TASK TO CARRY OUT
Write out the data below exactly, beginning with the first line and ending once the line that has "capture path |" is written.

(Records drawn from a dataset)
=-=-=

Issue #11432, opened 2026-08-04
FA (traced): deposit route B appends a request for a REVERTED call — no receipt-status check, and the accept gate sees status zero


pirapira:
**Attribution: coord**, from a control-flow-split sweep by k3 (spec pin `e5a8caf1b`, guest `origin/main`). Ranked **HIGH**,
and it is the entry that names an **explicit FA channel**.

## The split

| | how deposit requests are derived |
|---|---|
| **spec** | `parse_deposit_requests` **scans receipts** (`requests.py:274`, called from `fork.py:957`) |
| **guest route A** | the capture path |
| **guest route B** | `blockVerdictDirectDepositFallback` (`BlockVerdictReceiptsTail.lean:102-104` → `DepositFallback.lean:121-141`) **synthesises deposits from calldata shape** when `c1_dlen == 0` and capture is incomplete |

## ⚠️ Route B has no receipt-status check

The spec derives a deposit only from a **receipt**, which exists only for a transaction that succeeded. Route B derives it from
the **shape of the calldata**, so:

- a **reverting** transaction with canonical deposit-shaped calldata yields a deposit in the guest that the spec does not
  produce → wrong `requests_hash` → **FR**;
- and in the other direction, a crafted header claiming that deposit is **accepted** by the guest → **FA channel**.

Observable through `requests_hash` → accept/reject.

The asymmetry matters: the FR half is visible and debuggable, but the FA half means an invalid block can be accepted because the
guest manufactured a request the spec would not have. That is the one direction the maintainer's land-with-FRs rule does not
cover.

## First question, before any fix

**Is route B reachable on a block the guest accepts?** It fires only when `c1_dlen == 0` *and* capture is incomplete, so the
first job is to determine whether those two conditions can hold on a block that then passes every other gate. If they cannot,
this is a documented structural divergence; if they can, it is a live FA and outranks the structural queue.

Note the shape of this question is identical to #11407's, which resolved as *unreachable-to-accept* because the routes that
trigger the fallback also set a status that rejects. **Look for the same structure here before assuming the worst or the best**:
find what else is true on a block where `c1_dlen == 0` and capture is incomplete.

## The fix, if reachable

Add the receipt-status condition the spec has — a deposit is derived only from a **successful** transaction's receipt. Do
**not** widen the shape match or add a compensating check elsewhere: the divergence is that route B uses a different *source*
(calldata) than the spec (receipts), and matching the source is the convergent fix.

[...]

PR #11440, opened 2026-08-04
fix(codegen): gate direct deposit fallback on receipt status

pirapira:
Fix direct deposit fallback to honor reverted receipt status

## Summary

Route B derives EIP-6110 requests from canonical transaction calldata only
when captured receipt status is successful. A reverted canonical-shape call
must not synthesize a request merely because runtime dispatch status remains
zero; the receipt status is stored separately in `bv_tx_status_arr`.

Route B remains in place for blocks where runtime log capture is incomplete.
This change only gates its append helper on the per-transaction receipt status.

## Validation

- `lake build EvmAsm.Codegen.Programs.BlockVerdictDepositFallback`
- Candidate and origin stateless guests both link successfully.
- Constructed two-transaction Amsterdam witness: tx0 is a canonical deposit
  call with receipt status 0 due to the gas floor, tx1 is an ordinary successful
  call, and the honest header omits requests. Origin rejects and candidate
  accepts, matching the execution-specs reference.
- The companion header claims the request synthesized from tx0 calldata.
  Origin accepts and candidate rejects.

The trigger/reject distinction is intentional: `bv_dispatch_runtime_status`
stays zero on the reverted path, while `bv_tx_status_arr` records receipt
status. The fallback previously did not read the latter.

### DIFF
--- a/EvmAsm/Codegen/Programs/BlockVerdictDepositFallback.lean
+++ b/EvmAsm/Codegen/Programs/BlockVerdictDepositFallback.lean
@@ -128,6 +128,12 @@ def blockVerdictDirectDepositFallback : String :=
   ".Lbv_deposit_direct_loop:\n" ++
   "  beq s3, s4, .Lbv_deposit_direct_done\n" ++
   "  la a0, bv_mtx_skip_ctx; mv a1, s3; jal ra, multi_tx_nth_context\n" ++
+  -- Direct request derivation is a fallback for missing runtime deposit logs,
+  -- not an independent transaction executor.  A reverted transaction can
+  -- retain the canonical calldata shape while its receipt status is zero;
+  -- execution-specs derives EIP-6110 requests from successful receipt logs,
+  -- so do not synthesize a request for that transaction.
+  "  slli t0, s3, 3; la t1, bv_tx_status_arr; add t1, t1, t0; ld t1, 0(t1); beqz t1, .Lbv_deposit_direct_noappend\n" ++
   "  la a0, bv_mtx_skip_ctx; mv a1, s2; mv a2, s5; jal ra, block_verdict_append_direct_deposit\n" ++
   "  mv s2, a1\n" ++
   "  beqz a0, .Lbv_deposit_direct_noappend\n" ++


pirapira:
**Attribution: coord.** Reviewed against `origin/main`. **Labelled `merge!`.** Closes the traced FA in #11432.

## The fix is one guard, and it is the spec's condition

```
slli t0, s3, 3; la t1, bv_tx_status_arr; add t1, t1, t0; ld t1, 0(t1); beqz t1, .Lbv_deposit_direct_noappend
```

A deposit request is appended only when that transaction's receipt status is non-zero. `requests.py:274-284` scans **receipt
logs** and appends only valid deposit events, and `fork.py:956-959` appends only when that scan is non-empty — so the spec
derives a deposit only from a transaction that **succeeded**. This adds exactly that condition and nothing else.

The comment states the mechanism rather than the change: *"A reverted transaction can retain the canonical calldata shape while
its receipt status is zero."* That is the whole defect in one sentence.

## Both directions demonstrated, which is the bar for an FA

- **FA closed**: the crafted header claiming a request synthesised from tx0 calldata — **origin accepts, candidate rejects.**
- **FR cleared**: the honest block whose header omits the request — **origin rejects, candidate accepts**, matching the
  reference.

Constructed fixtures for each direction, and *both* flips are the proof. A traced path is a hypothesis until a fixture runs it,
and here it ran both ways — the same standard #11426's 2935-drop fixture set earlier today.

## Why this was reachable where #11407's fallback was not

Worth keeping, because the same question was answered twice tonight with opposite results and the distinguishing property is
subtle. On #11407 the routes that triggered the fallback **also** set `bv_dispatch_runtime_status` non-zero, so the receipts
tail rejected and the FA-lax arithmetic could never decide accept-versus-reject. Here **trigger and reject are independent**: a
reverted call leaves `bv_dispatch_runtime_status` **zero** (only a *dispatch* failure sets it) while the receipt status lives in
`bv_tx_status_arr`, which the append helper never read. That independence is exactly what made this channel real, and the PR
body says so.

## Residual, recorded not fixed

After this, Route B is **safe without being correct.** Route A is `parse_deposit_requests` over *captured* block logs, and the
spec always has the receipt logs — so the only reason a canonical direct call reaches Route B at all is that the guest **failed
to capture a log the spec would have**. The convergent end state is to fix the capture and delete Route B; a second derivation
path for one spec operation is #11423's shape, and this is the fourth instance of it today. A reader seeing only the status gate
would conclude Route B is now right, when what we have is Route B being harmless.

No random-200 in the body. Acceptable here — the change adds a rejection condition on a fallback path, so its direction is
strictly toward rejecting more, and both discriminating fixtures are exercised. If a sweep was run, state the number; if not,
say so rather than leaving it inferred.

pirapira:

=-=-=

REPLY TO THE TASK
Issue #11432, opened 2026-08-04
FA (traced): deposit route B appends a request for a REVERTED call — no receipt-status check, and the accept gate sees status zero


pirapira:
**Attribution: coord**, from a control-flow-split sweep by k3 (spec pin `e5a8caf1b`, guest `origin/main`). Ranked **HIGH**,
and it is the entry that names an **explicit FA channel**.

## The split

| | how deposit requests are derived |
|---|---|
| **spec** | `parse_deposit_requests` **scans receipts** (`requests.py:274`, called from `fork.py:957`) |
| **guest route A** | the capture path |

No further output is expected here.